Это неожиданное затруднение поставило бы меня в тупик, если бы Вовка предусмотрительно не вручил мне свое удостоверение, которое в разных обстоятельствах играло роль корочек то фээсбэшника, то опера угрозыска, то налогового инспектора. Не важно, успевали ли люди прочесть истинную надпись: брат внушал им то, что нужно было ему. Корочки служили лишь двум целям: они привлекали внимание нужного человека и работали в качестве алиби, если поблизости имелась камера видеонаблюдения. У Вовки обычно это получалось легко и непринужденно, словно он и был фээсбэшником, налоговиком или опером. Теперь то же самое предстояло провернуть мне, и, надо признаться, я трусил. Если бы не раненый Максик, я бы ни за что не согласился на такую аферу. Но брат истекал кровью – и я стоял возле двери отеля «Генриетта» и давил на кнопку звонка.
Женщина отреагировала не сразу. Может быть, потому, что звонок не разносился эхом по холлу и коридорам, а тихонько пиликал у нее над столом. А может, и потому, что вид у меня был не совсем благонадежный. Однако удостоверение знало свое дело: я прижал его к стеклянной части двери и, как только администратор подняла на меня глаза, указал свободной рукой на корочки. Женщина заколебалась. Ей по-прежнему не хотелось меня впускать, потому что я сулил не одни, так другие проблемы, но перечить человеку с красным удостоверением она не посмела. Нехотя закрыла амбарную книгу, положив вместо закладки карандаш, и неспеша направилась к двери. Я не опускал корочки до тех пор, пока расстояние между мной с женщиной не сократилось до того критического отрезка, с которого уже можно разобрать, что на фото не я.
– Международная полиция, – прокричал я по-английски, чтобы женщина сразу поняла, что по-румынски я не бельмес. – Капитан Петров.
Я произнес эту фамилию на болгарский манер, как тетя Оля, с ударением на первый слог. Мне показалось это хорошей идеей: так моя собеседница поймет, что я из соседней страны, и это заставит ее быть, с одной стороны, более вежливой, а с другой – менее подозрительной.

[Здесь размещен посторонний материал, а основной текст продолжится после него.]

PR #1601, opened 2026-02-08
fix: enforce array type for agent principles in schema

### LINKED ISSUE #1594: Tighten agent schema: principles field allows both string and array
## Problem

The agent YAML schema defines `principles` as a union type:

```javascript
principles: z.union([
  createNonEmptyString('agent.persona.principles'),
  z.array(createNonEmptyString('agent.persona.principles[]'))
])
```

But the template (`agent.customize.template.yaml`) defines it as an array:

```yaml
principles: []
```

This mismatch allows contributors to use either format, causing ongoing inconsistency. PR #1593 normalizes existing files to arrays, but without schema enforcement the drift will recur.

## Suggested fix

Update the schema to array-only:

```javascript
principles: z.array(createNonEmptyString('agent.persona.principles[]'))
  .min(1, { message: 'agent.persona.principles must include at least one entry' }),
```

## Context

- PR #1593 normalizes 9 agent files from `principles: |` (string) to `principles:` (array)
- The `qa.agent.yaml` (added in v6.0.0-Beta.7) already used array format correctly
- All other agent files used block scalar strings, which passed validation due to the union

PabloLION:
## Summary

Tightens the agent YAML schema to enforce array-only for the `principles` field, matching the template definition.

Closes #1594

## Problem

The schema currently uses a union type that accepts both strings and arrays:

```javascript
principles: z.union([
  createNonEmptyString('agent.persona.principles'),
  z.array(createNonEmptyString('agent.persona.principles[]'))
    .min(1, { ... }),
])
```

But the template (`agent.customize.template.yaml`) defines `principles: []` — an array. This permissiveness allows contributors to use block scalar strings (`principles: |`) which parse as a single string instead of discrete items.

## Fix

- Remove the string option from the union, leaving only the array validator
- Add test fixture (`string-principles.agent.yaml`) that verifies string-format principles now correctly fails validation

### Before
```javascript
principles: z.union([
  createNonEmptyString('agent.persona.principles'),
  z.array(...).min(1, ...),
])
```

### After
```javascript
principles: z.array(createNonEmptyString('agent.persona.principles[]'))
  .min(1, { message: 'agent.persona.principles must include at least one entry' }),
```

## Dependencies

This PR should be merged **after** #1593 (which converts existing agent files from string to array format). Otherwise, the existing agent files will fail validation.

## Test plan

- [ ] Existing valid fixture (`complete-persona.agent.yaml`) still passes (uses array)
- [ ] New invalid fixture (`string-principles.agent.yaml`) correctly fails
- [ ] Existing invalid fixture (`empty-principles-array.agent.yaml`) still fails
- [ ] All agent YAML files pass validation (after #1593 is merged)

### DIFF
--- a/test/fixtures/agent-schema/invalid/persona/string-principles.agent.yaml
+++ b/test/fixtures/agent-schema/invalid/persona/string-principles.agent.yaml
@@ -1,0 +1,26 @@
+# Test: Principles as block scalar string instead of array
+# Expected: FAIL
+# Error path: agent.persona.principles
+# Error expected: array
+# Error received: string
+
+agent:
+  metadata:
+    id: string-principles
+    name: String Principles
+    title: String Principles
+    icon: ❌
+    hasSidecar: false
+
+  persona:
+    role: Test agent
+    identity: Test identity
+    communication_style: Test style
+    principles: |
+      - This is a string, not an array
+      - Each line is part of one string
+
+  menu:
+    - trigger: help
+      description: Show help
+      action: display_help
--- a/tools/schema/agent.js
+++ b/tools/schema/agent.js
@@ -241,12 +241,9 @@ function buildPersonaSchema() {
       role: createNonEmptyString('agent.persona.role'),
       identity: createNonEmptyString('agent.persona.identity'),
       communication_style: createNonEmptyString('agent.persona.communication_style'),
-      principles: z.union([
-        createNonEmptyString('agent.persona.principles'),
-        z
-          .array(createNonEmptyString('agent.persona.principles[]'))
-          .min(1, { message: 'agent.persona.principles must include at least one entry' }),
-      ]),
+      principles: z
+        .array(createNonEmptyString('agent.persona.principles[]'))
+        .min(1, { message: 'agent.persona.principles must include at least one entry' }),
     })
     .strict();
 }


PabloLION:
@coderabbitai Re: "All 9 production agent files currently fail the new schema — this PR breaks existing agents"

This is explicitly documented in the PR description under **Dependencies**:

> This PR should be merged **after** #1593 (which converts existing agent files from string to array format). Otherwise, the existing agent files will fail validation.

The merge order is intentional: #1593 migrates the data, #1601 tightens the schema. This is standard practice for schema migrations — data first, constraint second.

Re: the template using `principles: []` vs `.min(1)` — the template is a scaffolding starting point showing the field type. The `.min(1)` constraint exists to ensure agents in production have at least one principle. These serve different purposes and are not contradictory.

Re: the `startsWith('src/')` redundant guard — agreed it's pre-existing, out of scope for this PR.

PabloLION:
## Downstream impact: net positive

We maintain [bmad-plugin](https://github.com/PabloLION/bmad-plugin), a Claude Code plugin that wraps BMAD-METHOD. Our toolchain parses agent YAML files to generate plugin-compatible agent definitions.

When `qa.agent.yaml` was introduced in v6.0.0-Beta.7 with the correct array format for `principles`, while the 9 older agents still used `principles: |` (block scalar string), our `generate-agents` pipeline crashed:

```
TypeError: principles.startsWith is not a function
```

We've already adapted our code to match ([permalink](https://github.com/PabloLION/bmad-plugin/blob/2430777404df680cbd17d61ddc96619f1ec9d8e9/scripts/generate-agents.ts#L106-L108)). The result was a **net simplification** — our `formatPrinciples()` went from 12 lines of string-parsing heuristics (detecting `"- "` prefixes, splitting on periods, reconstructing lists) down to a single `.map()` call:

```diff
-function formatPrinciples(principles: string): string {
-  if (principles.startsWith('- ')) { return principles; }
-  const sentences = principles.split(/\.\s+/).map(...)...
-  return sentences.map((s) => `- ${s}`).join('\n');
-}
+function formatPrinciples(principles: string[]): string {
+  return principles.map((p) => `- ${p}`).join('\n');
+}
```

With proper YAML arrays, downstream consumers no longer need to guess whether principles is a string-encoded list or a real array. The schema enforcement in this PR would prevent regressions.

Since BMAD-METHOD is still in beta, this kind of type tightening seems like the right time to do it. We'd appreciate PRs #1593 + #1601 being included in the current cycle or the next patch.

bmadcode:
this is going to change with another PR, closing this one - thank you @PabloLION

PR #1614, opened 2026-02-09
fix: make installer prompt box compatible with current clack

dickymoore:
## What
Fixes a runtime crash during `bmad-cli install` when running with current `@clack/prompts` where `clack.box` is not exported, and adds a dedicated install smoke E2E test.

## Why
The crash blocks non-interactive installer E2E validation and prevents reliable end-to-end install testing.

## How
- Updated `tools/cli/lib/prompts.js` `box()` wrapper to gracefully degrade: `box` -> `note` -> `log.message` -> console fallback.
- Added `test/test-cli-install-e2e.sh` to run install in a temp project and assert expected BMAD layout is created.
- Added `npm run test:e2e:install` script in `package.json`.

## Testing
- `npm run test:e2e:install`
- `npm test`

### DIFF
--- a/package.json
+++ b/package.json
@@ -41,6 +41,7 @@
     "rebundle": "node tools/cli/bundlers/bundle-web.js rebundle",
     "test": "npm run test:schemas && npm run test:refs && npm run test:install && npm run validate:schemas && npm run lint && npm run lint:md && npm run format:check",
     "test:coverage": "c8 --reporter=text --reporter=html npm run test:schemas",
+    "test:e2e:install": "bash test/test-cli-install-e2e.sh",
     "test:install": "node test/test-installation-components.js",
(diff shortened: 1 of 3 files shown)


dracic:
clack.box is exported and works correctly in the current and only stable v1 release. There is no version of @clack/prompts satisfying ^1.0.0 where box is  missing. How can I reproduce this?

dickymoore:
Thanks for flagging this @dracic. You’re right: my local environment had an out-of-spec dependency state (node_modules drift), and I treated that as a product bug. That was my mistake. In a clean install with the locked @clack/prompts v1 dependency, clack.box is available as expected. I’m closing this PR to avoid adding unnecessary compatibility code for an invalid setup. Appreciate you calling this out. Dicky

PR #1651, opened 2026-02-14
Fix: --custom-content flag and workflow config.yaml copying

### LINKED ISSUE #1623: [BUG] --custom-content CLI flag fails: missing sources/selectedFiles in config
## Description

The `--custom-content` CLI flag for non-interactive installation fails when used with custom modules. The installer throws:

```
Source for module 'pantheon' is not available. It will be retained but cannot be updated without its source files.
```

## Steps to reproduce

1. Have a custom module with a valid `module.yaml` (e.g., `~/git/pantheon/src/module.yaml`)
2. Run: `npx bmad-method install --directory . --modules bmm,pantheon --tools claude-code --custom-content ~/git/pantheon/src --user-name Test --yes`
3. Installation fails with the error above

## Expected behavior

The installer should recognize the custom content path and install the custom module successfully, the same way the interactive flow does.

## Actual behavior

The installer fails because `findModuleSource()` cannot find the custom module. The `customModulePaths` map is never populated because the installer checks for `config.customContent.sources` and `config.customContent.selectedFiles`, but the CLI code path only sets `paths` and `selectedModuleIds`.

### Root cause

In `tools/cli/lib/ui.js`, there are two code paths that build `customContentConfig` from CLI args (the "modify existing" flow ~line 338 and the "fresh install" flow ~line 479). Both produce:

```js
{ hasCustomContent: true, paths: [...], selectedModuleIds: [...] }
```

But the installer (`tools/cli/installers/lib/core/installer.js` ~lines 297-312) expects the config shape produced by the **interactive** path (`promptCustomContentSource()`):

```js
{ hasCustomContent: true, selected: true, sources: [{ path, id, name }], selectedFiles: [...], selectedModuleIds: [...] }
```

The missing `sources`, `selected`, and `selectedFiles` properties cause the installer to skip populating `customModulePaths`, so `findModuleSource()` returns null.

## Environment

- **BMad Version**: 6.0.0-Beta.8
- **AI IDE**: Claude Code
- **OS**: macOS

cidemaxio:
What
When using --custom-content, the installer now populates sources, selected, and selectedFiles in the custom content config so the installer can resolve custom module sources.
Why
The installer expects config.customContent.sources to build customModulePaths, but the --custom-content path only set paths and selectedModuleIds. That left customModulePaths empty and caused findModuleSource() to fail with "Source for module 'X' is not available."
Fixes #1623
How
Added a sources array with { path, id, name } for each custom module when building config from --custom-content
Set selected: true and selectedFiles (paths to each module.yaml) on the custom content config
Applied the same logic in both the modify flow and the new-install flow in tools/cli/lib/ui.js
Incorporated fixes from PR #1624: empty module.yaml handling (skip + warn) and removal of paths from the config to match promptCustomContentSource()
Fixed quick-update with --custom-content: pass through for re-caching, add defensive pathExists checks for cache entries, and fix workflow-level config.yaml copying in manager.js
Testing
Ran npx bmad-method install --directory . --modules bmm,bmb --custom-content /path/to/bmad-story-orchestration --tools claude-code,cursor --yes and confirmed the install completes and custom modules are installed. Re-running the same command (quick-update) also succeeds.

### DIFF
--- a/tools/cli/installers/lib/core/installer.js
+++ b/tools/cli/installers/lib/core/installer.js
@@ -527,28 +527,30 @@ class Installer {
             const cachedModules = await fs.readdir(cacheDir, { withFileTypes: true });
 
             for (const cachedModule of cachedModules) {
-              if (cachedModule.isDirectory()) {
-                const moduleId = cachedModule.name;
+              const moduleId = cachedModule.name;
+              const cachedPath = path.join(cacheDir, moduleId);
 
-                // Skip if we already have this module from manifest
-                if (customModulePaths.has(moduleId)) {
-                  continue;
-                }
+              // Skip if path doesn't exist (broken symlink, deleted dir) - avoids lstat ENOENT
+              if (!(await fs.pathExists(cachedPath)) || !cachedModule.isDirectory()) {
+                continue;
+              }
 
-                // Check if this is an external official module - skip cache for those
-                const isExternal = await this.moduleManager.isExternalModule(moduleId);
-                if (isExternal) {
-                  // External modules are handled via cloneExternalModule, not from cache
-                  continue;
-                }
+              // Skip if we already have this module from manifest
+              if (customModulePaths.has(moduleId)) {
+                continue;
+              }
 
-                const cachedPath = path.join(cacheDir, moduleId);
+              // Check if this is an external official module - skip cache for those
+              const isExternal = await this.moduleManager.isExternalModule(moduleId);
+              if (isExternal) {
+                // External modules are handled via cloneExternalModule, not from cache
+                continue;
+              }
 
-                // Check if this is actually a custom module (has module.yaml)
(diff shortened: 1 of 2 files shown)


dracic:
Is this duplicate of #1624 ?

cidemaxio:
quite possibly a duplicate.

dracic:
Better one PR too many than one too few.

cidemaxio:
I included the changes from the referenced PR.  I also made fixes so that update installs work.

- Empty module.yaml handling (skip + warn) — from #1624
- Removed paths from config to match promptCustomContentSource() — from #1624
- Pass --custom-content through for quick-update so installer can re-cache from source
- Add defensive pathExists checks for cache entries to avoid lstat ENOENT
- Fix workflow-level config.yaml copying in manager.js
- Fix customInfo.path resolution for _customModuleSources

– Чем могу быть полезной? – без энтузиазма поинтересовалась администратор, приблизившись ровно настолько, чтобы я мог слышать ее голос сквозь стекло.
– Международная полиция, – зачем-то повторил я. – Мадам, нам нужна ваша помощь.
Регистраторша что-то буркнула по-румынски, а потом по-английски спросила:
– Какого рода помощь?
– У нас есть информация, что в отеле остановился человек, который находится в розыске. Могу я взглянуть на список постояльцев?